OTTAWA -- Kim Campbell has made no secret about who she would prefer to see win the U.S. presidential election.
The former Progressive Conservative prime minister has been vocal in her distaste for Republican candidate Donald Trump, who she views as unqualified, untruthful and undermining democratic institutions in a world where many countries still strive for peace and security.
Campbell would welcome a victory by Democratic candidate Hillary Clinton. And she thinks Americans electing the first woman U.S. president would send a remarkable signal around the globe that yes, women really are up for the job.
"The landscape from which people get their sense of how the world works is a very powerful influence in terms of the subliminal attitudes people have about who gets to do a job," Campbell said in a recent telephone interview from her home in Edmonton, where she is founding principal of the Peter Lougheed Leadership College at the University of Alberta.
"I think it will encourage a lot of young people to think differently about who gets to do that job."
Liberal Sen.
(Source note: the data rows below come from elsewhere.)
PR #3628, opened 2025-05-09
[Feature] Prometheus Metrics for Telemetry

raychu86:
## Motivation

This PR adds Prometheus Metrics for the validator telemetry participation scores.

Additionally, this adjusts the scoring in two ways:
1. Calculate weighted at time of insertion rather than query.
2. Increase participation leniency for certificates to be every two rounds rather than every round.

### DIFF
--- a/node/bft/src/helpers/telemetry.rs
+++ b/node/bft/src/helpers/telemetry.rs
@@ -169,10 +169,8 @@ impl<N: Network> Telemetry<N> {
         let validator_signatures = self.validator_signatures.read();
         let validator_certificates = self.validator_certificates.read();
 
-        // Fetch the total number of certificates and rounds.
-        let num_certificate_rounds = tracked_certificates.len();
+        // Fetch the total number of certificates.
         let total_certificates = validator_certificates.values().map(|rounds| rounds.len()).sum::<usize>();
-        let tracked_rounds: Vec<_> = tracked_certificates.keys().copied().collect();
 
         // Calculate the signature participation scores for each validator.
         let signature_participation_scores: IndexMap<_, _> = cfg_iter!(validator_signatures)
@@ -185,6 +183,7 @@ impl<N: Network> Telemetry<N> {
 
         // Calculate the certificate participation scores for each validator.
         // This score is based on how many certificates the validator has included in every two rounds.
+        let tracked_rounds: Vec<_> = tracked_certificates.keys().skip_while(|r| *r % 2 == 0).copied().collect();
         let certificate_participation_scores: IndexMap<_, _> = cfg_iter!(validator_certificates)
             .map(|(address, certificate_rounds)| {
                 // Count the number of round pairs that are included in the certificate rounds.
@@ -192,7 +191,7 @@ impl<N: Network> Telemetry<N> {
                     .filter(|chunk| chunk.iter().any(|r| certificate_rounds.contains(r)))
                     .count();
                 // Calculate the number of round pairs.
-                let num_round_pairs = (num_certificate_rounds.saturating_add(1)).saturating_div(2);
+                let num_round_pairs = (tracked_rounds.len().saturating_add(1)).saturating_div(2);
                 // Calculate the score based on the number of certificate rounds the validator is a part of.
                 let score = num_included_round_pairs as f64 / num_round_pairs.max(1) as f64 * 100.0;
                 (*address, score as u16)
--- a/node/bft/src/helpers/telemetry.rs
+++ b/node/bft/src/helpers/telemetry.rs
@@ -36,11 +36,18 @@ use std::{collections::BTreeMap, sync::Arc};
 //  - Various stake weight considerations
 //  - The latest seen IP address of each validator (useful for debugging purposes)
 
+/// The participation scores for each validator.
+///     Certificate Score: The % of rounds the validator has a valid certificate
+///     Signature Score: The % of certificates the validator has a valid signature for
+///     Combined Score: The weighted score using the certificate and signature scores
+type ParticipationScores = (f64, f64, f64);
+
 /// Tracker for the participation metrics of validators.
 #[derive(Clone, Debug)]
 pub struct Telemetry<N: Network> {
     /// The certificates seen for each round
     /// A mapping of `round` to set of certificate IDs.
+    /// Note that this map is sorted to allow grouped iteration over rounds.
     tracked_certificates: Arc<RwLock<BTreeMap<u64, IndexSet<Field<N>>>>>,
 
     /// The total number of signatures seen for a validator, including for their own certificates.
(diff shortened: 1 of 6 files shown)


node/bft/src/helpers/telemetry.rs
```diff
@@ -51,8 +51,11 @@ pub struct Telemetry<N: Network> {
     /// A mapping of `address` to a list of rounds.
     validator_certificates: Arc<RwLock<IndexMap<Address<N>, IndexSet<u64>>>>,
 
-    /// The certificate and signature participation scores for each validator.
-    participation_scores: Arc<RwLock<IndexMap<Address<N>, (f64, f64)>>>,
+    /// The certificate, signature, and combined participation scores for each validator.
+    ///     Certificate Score: The % of rounds the validator has a valid certificate
+    ///     Signature Score: The % of certificates the validator has a valid signature for
+    ///     Combined Score: The weighted score using the certificate and signature scores
+    participation_scores: Arc<RwLock<IndexMap<Address<N>, (f64, f64, f64)>>>,
```
kaimast: Should we add a `ParticipationScores` struct that has these three fields? It might make the code easier to read.

node/bft/src/helpers/telemetry.rs
```diff
@@ -182,10 +182,18 @@ impl<N: Network> Telemetry<N> {
             .collect();
 
         // Calculate the certificate participation scores for each validator.
+        // This score is based on how many certificates the validator has included in every two rounds.
+        let tracked_rounds: Vec<_> = tracked_certificates.keys().skip_while(|r| *r % 2 == 0).copied().collect();
```
kaimast, line 190: Why do you use `skip_while` and not `filter` here?

Assuming I understand the [documentation](https://doc.rust-lang.org/std/iter/trait.Iterator.html#method.skip_while) correctly, this will give you all rounds from 2 onwards (or even from 0 onwards), not just the even rounds.

Side note: we really need to add a `is_certificate_round` function in the future.

node/bft/src/helpers/telemetry.rs
```diff
@@ -182,10 +182,18 @@ impl<N: Network> Telemetry<N> {
...
         let certificate_participation_scores: IndexMap<_, _> = cfg_iter!(validator_certificates)
             .map(|(address, certificate_rounds)| {
-                // Calculate a rough score for the validator based on the number of certificates seen.
-                let score = certificate_rounds.len() as f64 / num_certificate_rounds as f64 * 100.0;
+                // Count the number of round pairs that are included in the certificate rounds.
+                let num_included_round_pairs = cfg_chunks!(tracked_rounds, 2)
```
kaimast, line 194: Can this not create a lot of chunks? I am unclear how big `tracked_rounds` will get.

node/bft/src/helpers/telemetry.rs
```diff
@@ -182,10 +182,18 @@ impl<N: Network> Telemetry<N> {
...
+                    .filter(|chunk| chunk.iter().any(|r| certificate_rounds.contains(r)))
+                    .count();
+                // Calculate the number of round pairs.
+                let num_round_pairs = (tracked_rounds.len().saturating_add(1)).saturating_div(2);
+                // Calculate the score based on the number of certificate rounds the validator is a part of.
+                let score = num_included_round_pairs as f64 / num_round_pairs.max(1) as f64 * 100.0;
```
kaimast, line 200: Wouldn't this be faster and easier to read?
```suggestion
                let score = (num_included_round_pairs * 100) / (num_round_pairs.max(1) * 100);
```

node/bft/src/helpers/telemetry.rs
```diff
@@ -41,7 +41,7 @@ use std::sync::Arc;
 pub struct Telemetry<N: Network> {
     /// The certificates seen for each round
     /// A mapping of `round` to set of certificate IDs.
-    tracked_certificates: Arc<RwLock<IndexMap<u64, IndexSet<Field<N>>>>>,
+    tracked_certificates: Arc<RwLock<BTreeMap<u64, IndexSet<Field<N>>>>>,
```
kaimast, line 51: Can you add a comment why this needs to be sorted?

kaimast (changes requested):
I added a few comments and suggestions. But looks like a pretty straightforward change that we can hopefully merge soon.

node/bft/src/helpers/telemetry.rs
raychu86: No, the suggested logic would not work because `num_included_round_pairs` and `num_round_pairs` are of type usize.

An example is (2 * 100) / (3 * 100) = 0 rather than the 0.66 we want to represent it by

node/bft/src/helpers/telemetry.rs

Mobina Jaffer said she saw this kind of effect in action soon after she became the first Muslim and first person of South Asian descent to be named to the upper chamber in 2001.
Jaffer said she remembers walking along Sparks Street -- the pedestrian mall that runs one block south of Parliament Hill -- when a young Afghan girl approached her and learned she was a new senator.
"And she said, 'Well, if you can become a senator then I can become a prime minister'," Jaffer recalled.
"So, what that taught me that day is that people can see the possible if they see someone like them."
Liberal MP Julie Dzerowicz said that kind of validation is needed, even for women who have already been elected to office.
"I can tell you that not only do we have to prove ourselves to win the nomination, we have to re-prove ourselves every single day and I think that is what she has had to do," said Dzerowicz, a rookie MP from a downtown Toronto riding.
New Democrat MP Sheila Malcolmson said the success of Clinton could be especially critical for women following this particular campaign.
"It will represent a victory over a Republican candidate that, through his actions before and during the campaign, has shown himself to be a misogynist," said Malcolmson, the NDP critic for status of women, citing his comments on abortion and women's looks and the allegations of sexual assault he faces.
Georganne Burke, a dual U.S.-Canadian citizen and former Conservative staffer, is hoping for an entirely different result Tuesday night.
She cast a mail-in ballot for Trump and is also volunteering for his campaign near Fairfax, Va.
"I'm a woman in politics and I find it insulting that people think that I should vote for her just because she is a woman," said Burke, who is originally from upstate New York but is registered to vote in Florida.
"I vote for people based on what they believe in and ... what they plan to do, not based on their gender, their colour, their creed, their religion, their sexual preference or any other such factor," she said.
Burke, who is also involved with the Conservative leadership campaign of Saskatchewan MP Andrew Scheer, said that based on how he interacts with the women in his family, she disagrees with the notion that Trump is disrespectful to women.
"That tells me that they obviously know a different man, perhaps, than the one that people have been told about through the media," she said.